The names Pierre Bergé and Yves Saint Laurent have been, for the most part, synonymous throughout the past half-century. They were responsible for establishing a fashion house that has become nothing short of legendary. Even before their felicitous meeting, as a young man Bergé had met poet Jean Cocteau and had been a huge supporter of his companion, artist Bernard Buffet’s, work. His commitment to the arts could not have been more brilliant than the talent and innovation he encouraged in Yves Saint Laurent.
1958 was the year that brought them together over a dinner at Cloche d’Or in the young designer’s honor. Less than 3 years after Saint Laurent’s tumultuous departure from Christian Dior, together they launched Yves Saint Laurent Haute Couture. The youthful couturier made the cover of the March issue of Paris Match magazine that year with his beloved model, Victoire Doutreleau, posed in a wedding dress. It has been said that, though Saint Laurent’s relationship with his model was platonic, he had once mentioned a desire to marry her.
Bergé expanded the fashion line with focused determination beyond couture to include prêt-à-porter. This was a confident and bold move for the industry. The label met it’s zenith, and Saint Laurent’s designs continued to command of the runway. Bergé pivoted in creative strides to maintain the business end of the fashion house.
The couple went on to purchase a home in Marrakesh, Morocco where Saint Laurent gathered much inspiration. Marakkesh became a muse itself and was frequented by artists and other muses such as Loulou de La Falaise, Fernando Sanchez, Betty Catroux, Andy Warhol, Paul and Talitha Getty, and others. Bergè told Paris Match in an interview in 2017 that, “It is in Morocco that Yves discovered color and orientalism.” Today the grounds are the sight of a second museum that will house thousands of articles of clothing and haute couture accessories, all carefully selected by Pierre Bergé.
It is not until 1976, eighteen years after their meeting, that Bergé would depart their shared Paris residence on rue de Babylone for a nearby abode all his own. He could not free Saint Laurent from his plunge into drug and alcohol consumption. It was a bourgeois existence at times, with rumors of infidelities between them, including one said to involve one of Saint Laurent’s first models and muses, Victoire Doutreleau, and Bergé.

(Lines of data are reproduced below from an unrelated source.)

Issue #137, opened 2017-02-22
multiply fractions with parenthesis


evykassirer:
the `multiplyFractions` function doesn't handle cases like this where a fraction is in parenthesis:

- `(2 / x) * x` -> `2x / x`
- `(2 / (4x)) * 4x` -> `(2 * 4x)/4x` 

this makes it harder for things to cancel, which means that we can't get #88 working

this would be very helpful to get done soon and I don't think it's too much work 😸

evykassirer:
another possibility is just getting rid of those parenthesis in `removeUnnecessaryParentheses` because I don't think they're needed around a fraction

ldworkin:
Fixed by https://github.com/socraticorg/mathsteps/commit/344d15b5d5e25251cef7d6976d6a73df16661d7d

PR #185, opened 2017-07-07
multiply fractions with parenthesis

ldworkin:
https://github.com/socraticorg/mathsteps/issues/137


lib/node/Type.js
```diff
@@ -96,5 +96,32 @@ NodeType.isIntegerFraction = function(node, allowUnaryMinus=false) {
           Number.isInteger(parseFloat(denominator.value)));
 };
 
+NodeType.isFraction = function(node, allowUnaryMinus=true, allowParens=true) {
```
ldworkin: Not sure if this `isFraction` / `getFraction` pattern is okay, or if there's a better way to accomplish this? I'm sure we've run into similar situations elsewhere, not sure how it is typically handled?

ldworkin:
I know in the issue you suggested that one potential fix was to modify `removeUnnecessaryParentheses`, but that made me nervous ...

aliang8:
This looks good to me.

lib/node/Type.js
evykassirer: oo that's a good question. I can't think of anything off the top of my head, but if you come across something later we could generalize them together. I think this is fine for now

I could imagine something general that takes in a function that returns true for the base condition (like the `isOperator('/')` here) and does the unaryMinus/Parenthesis checking more generally no matter what the base case is

... does that make sense? We could wait until it comes up to generalize though

lib/simplifyExpression/multiplyFractionsSearch/index.js
```diff
@@ -23,7 +23,7 @@ function multiplyFractions(node) {
     return Node.Status.noChange(node);
   }
   const atLeastOneFraction = node.args.some(
-    arg => Node.Type.isOperator(arg, '/'));
+    arg => Node.Type.isFraction(arg));
```
evykassirer: oh I now know how to make this cleaner (if only past me knew!)

`node.args.some(Node.Type.isFraction)`

evykassirer: also LOVE this hack (it's not that hacky imo, it's just not an 'in depth' fix)

lib/simplifyExpression/multiplyFractionsSearch/index.js
```diff
@@ -33,9 +33,10 @@ function multiplyFractions(node) {
   const numeratorArgs = [];
   const denominatorArgs = [];
   node.args.forEach(operand => {
-    if (Node.Type.isOperator(operand, '/')) {
-      numeratorArgs.push(operand.args[0]);
-      denominatorArgs.push(operand.args[1]);
+    if (Node.Type.isFraction(operand)) {
+      const fraction = Node.Type.getFraction(operand);
```
evykassirer: the getFraction will remove the unaryminus which breaks stuff - you probably want to move that unary minus into the numerator (I feel like there's code somewhere that does this already but I don't remember where 

maybe in flatten? It'd be nice to have it there to always turn -(a/b) into -a / b then you won't have to deal with it here 

what do you think?

test/simplifyExpression/multiplyFractionsSearch/multiplyFractionsSearch.test.js
```diff
@@ -10,7 +10,9 @@ describe('multiplyFractions', function () {
   const tests = [
     ['3 * 1/5 * 5/9', '(3 * 1 * 5) / (5 * 9)'],
     ['3/7 * 10/11', '(3 * 10) / (7 * 11)'],
-    ['2 * 5/x', '(2 * 5) / x']
+    ['2 * 5/x', '(2 * 5) / x'],
+    ['2 * (5/x)', '(2 * 5) / x'],
+    ['(5/x) * (2/x)', '(5 * 2) / (x * x)'],
```
evykassirer: add some tests with unary minus

lib/node/Type.js
ldworkin: I liked this idea a lot so went ahead and did it now!

lib/simplifyExpression/multiplyFractionsSearch/index.js
ldworkin: That is cleaner, cool! Fixed

lib/simplifyExpression/multiplyFractionsSearch/index.js
ldworkin: Omg good catch! * facepalm *

I modified the`isFraction`/`getFraction` functions to _not_ allow unary minus for now, since now that you've pointed this out, it seems dangerous.

It looks like a simple case like -1/2 works fine, because minus does go on the numerator. The case that doesn't work is -(1/2). I thought for a while but couldn't think of a clean way to handle this right now, so I'm punting for the moment. Added a TODO comment in the tests. Let me know if you have any ideas though.

test/simplifyExpression/multiplyFractionsSearch/multiplyFractionsSearch.test.js
ldworkin: Yup good call, added (except for the case I don't support yet, re: comment above)

lib/simplifyExpression/multiplyFractionsSearch/index.js
ldworkin: ACTUALLY this only works if the function you're passing to `some` only takes one argument. `some` actually passes in 3 arguments to the function you give it: the element, the index, and the array. If your function expects just one argument, the element, that's fine. But if your function can take other optional arguments (like isFraction can take allowParens) then it gets confused because it thinks the index = allowParens. Ugh this is hard to explain but basically it turns out you have to be careful if you use that shortcut!

ldworkin: more info here: https://developer.mozilla.org/en-US/docs/Web/JavaScript/Reference/Global_Objects/Array/some

evykassirer: oh cool! good to know :D learned something new about javascript today ~~ thanks!

lib/simplifyExpression/multiplyFractionsSearch/index.js
evykassirer: can you do, for the case with unary minus, call getFraction recursively then negate the numerator before returning? I think that should work - how's that sound?

lib/node/Type.js
```diff
@@ -96,32 +96,44 @@ NodeType.isIntegerFraction = function(node, allowUnaryMinus=false) {
           Number.isInteger(parseFloat(denominator.value)));
 };
 
-NodeType.isFraction = function(node, allowUnaryMinus=true, allowParens=true) {
-  if (NodeType.isOperator(node, '/')) {
+// Returns true if `node` belongs to the type specified by boolean `isTypeFunc`.
+// If `allowParens` is true, we allow for the node to be nested within parenthesis.
```
evykassirer: love it! I think you could add the unaryminus case back in if what I said works

lib/node/Type.js
```diff
@@ -96,32 +96,44 @@ NodeType.isIntegerFraction = function(node, allowUnaryMinus=false) {
...
   }
 
-  throw Error('Expected fraction');
+  throw Error('`getType` called on a node that does not belong to specified type');
+};
+
+NodeType.isFraction = function(node, allowParens=true) {
+  return NodeType.isType(
+    node,
+    function(node) { return NodeType.isOperator(node, '/'); },
```
evykassirer: in es6 I think this is generally done `(node) => NodeType.isOperator(node, '/')`

lib/simplifyExpression/multiplyFractionsSearch/index.js
```diff
@@ -22,10 +22,12 @@ function multiplyFractions(node) {
   if (!Node.Type.isOperator(node) || node.op !== '*') {
     return Node.Status.noChange(node);
   }
+
+  // we need to use the verbose syntax for `some` here because isFraction
+  // can take more than one parameter
```
evykassirer: omg I love that you added this comment - I was just thinking about how someone might come back to this later and change it, so good call

test/Node/Type.test.js
```diff
@@ -108,3 +109,38 @@ describe('isIntegerFraction', function () {
       false);
   });
 });
+
+describe('isFraction', function () {
```
evykassirer: tests 😍

test/TestUtil.js
```diff
@@ -53,4 +53,11 @@ TestUtil.testSubsteps = function (fn, exprString, outputList,
   });
 };
 
+// Remove some property used in mathjs that we don't need and prevents node
+// equality checks from passing
+TestUtil.removeComments = function(node) {
+  node.filter(node => node.comment !== undefined).forEach(
+    node => delete node.comment);
+};
```
evykassirer: oh interesting is this a new mathjs thing? I think there's something else we remove somewhere too (unless this is it)

evykassirer: oh it is the same thing! (she says after reading further)

I like it here, thanks!! ❤️

evykassirer:
looks good!! I think you can add the unary minus back in :)

lib/simplifyExpression/multiplyFractionsSearch/index.js
ldworkin: SMART -- love it, will try that out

Yet nothing would ever shatter their pact. Perhaps a difference in lifestyle is to blame, yet their commitment to the house of YSL never waned. After the loss of Yves Saint Laurent to a brain tumor in 2008, at age 71, Bergé decided to auction off their collection of art. Christie’s handled the sale of the Collection of Yves Saint Laurent and Pierre Bergé in the historical Grand Palais. The auction yielded a total sum of €373,935,500, and was referred to as the, “sale of the century.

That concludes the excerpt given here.